The parks have become a political target as well. In the West, some politicians are demanding that the federal government return public lands to the states and localities. And there are continued threats in Congress to take away the president’s unilateral authority to protect endangered places under the 1906 Antiquities Act. Places like Grand Canyon and Grand Teton National Parks, most of the Alaska’s national parks, and many more, would not have been saved without that law.
Money, too, remains a problem. The parks have endured a history marked more by congressional indifference and occasional hostility than by generosity. A $12 billion backlog for maintenance and improvements awaits funding. Fewer permanent employees now work for the park service than in 2002, even as it administers more parks and deals with record numbers of visitors.
Increased philanthropy can help, but only at the margins.

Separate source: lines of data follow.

PR #11480, opened 2026-08-26
fix: adapt GLM reasoning flows to llm-zoo 1.31

LionSR:
## Summary

Follow-up to #11473 after the `llm-zoo` 1.31.0 bump exposed provider-specific reasoning behavior that TeXRA needed to consume.

- make native GLM request and compaction reasoning follow each model’s exact registry vocabulary
- keep forced thinking enabled for GLM-5.3 and GLM-5.3-Flash compaction
- add product-facing `minimal` reasoning and expose only each model’s supported effort levels in Settings
- normalize OpenRouter effort against exact model vocabularies while preserving `none` where supported
- preserve and replay OpenRouter `reasoningDetails` exactly once across tool follow-ups
- feature `glm53flash` alongside `glm53` in the preferred model list
- synchronize the active Supabase Deno lock with `llm-zoo` 1.31.0

## Compatibility details

- GLM-5.3/Flash accept `low`, `high`, and `max`; thinking cannot be disabled, including compaction summaries.
- GLM-5.2 accepts `none`, `minimal`, `low`, `medium`, `high`, `xhigh`, and `max`; only `none` disables thinking, while `minimal` remains a valid enabled-thinking effort.
- Models without an exact registry vocabulary retain their existing provider behavior.

## Verification

- `pnpm run typecheck` — 721 declarations and 70 external packages validated
- focused GLM/settings/model-list suites — 3 files, 71 tests passed after the final rebase
- independent focused review — 5 files, 105 tests passed; no blocking findings
- ESLint on changed production files
- Prettier on changed supported files
- Deno lock JSON validation
- `git diff --check`

Deno itself is unavailable locally, so the Supabase Deno test was not executed. The lockfile uses the npm 1.31.0 integrity already resolved by pnpm.

### DIFF
--- a/packages/extension/src/settingsView/frontend/components/profile/ModelSelectionList.ts
+++ b/packages/extension/src/settingsView/frontend/components/profile/ModelSelectionList.ts
@@ -139,7 +139,11 @@ export class ModelSelectionList extends LitElement {
         @change=${(e: Event) => this.handleReasoningLevelChange(model.name, e)}
       >
         <wa-option value=""> ${defaultLabel} </wa-option>
-        ${REASONING_LEVEL_OPTIONS.map(
+        ${REASONING_LEVEL_OPTIONS.filter(
+          (option) =>
+            !model.supportedReasoningLevels?.length ||
+            model.supportedReasoningLevels.includes(option.value),
+        ).map(
           (option) => html`
             <wa-option value=${option.value}> ${option.label} </wa-option>
           `,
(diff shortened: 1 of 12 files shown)


LionSR:
Addressed both review findings in 30c3c6d5e4: vocabulary-less GLM and OpenRouter paths now preserve their legacy clamps, and the dead GLM validation override is removed. I also made the nearest-tier tie-break independent of registry array order and corrected GLM  semantics so it remains enabled reasoning while only  disables thinking. Full typecheck, 71 focused tests, changed-file ESLint, and an independent review all pass.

Higher entrance fees may be considered, but they can’t fill the widening budget gap; and if fees become too high, they will defeat the whole democratic notion that the parks belong to everyone.
A recent park service report estimated that national park visits last year contributed $32 billion to the nation’s economy (including $16.9 billion of tourist spending in gateway communities) and supported 295,000 jobs. That represents a $10 return on every dollar appropriated to run them.
What’s needed is a public groundswell that translates the people’s demonstrated affection for their parks into action that will safeguard the future of these places. It means demanding that our representatives provide the money needed to take care of these treasured, sacred places.
When he helped lay the cornerstone of Yellowstone’s arch in 1903, Roosevelt called the park idea “noteworthy in its essential democracy” and later wrote that it is “one of the best bits of national achievement which our people have to their credit.” Building on that achievement, and preserving the parks’ “essential democracy,” will be the task of the park service’s next hundred years.
But without a new generation of park champions who recognize that the legacy they have inherited includes an obligation to nurture it, the park idea — which the writer Wallace Stegner called “the best idea we ever had” — will wither away.
For big segments of this country’s increasingly diverse and urban population, especially its young people, the parks seem either irrelevant or remote places where they may not be welcomed. Persuading them otherwise will determine the parks’ future.
Jon Jarvis, the park service director, wants visitors and the park rangers who greet them to more fully represent “the faces of America.” National parks are no longer just scenic landscapes. They include equally compelling places that preserve the complicated mosaic of our history — like national monuments to Harriet Tubman, César Chávez and the Stonewall Inn — where we can learn and remember what it means to be an American.
These parks belong to all of us. We should all visit them and enjoy them. With more champions of our parks, we can love them to renewed life instead of to death.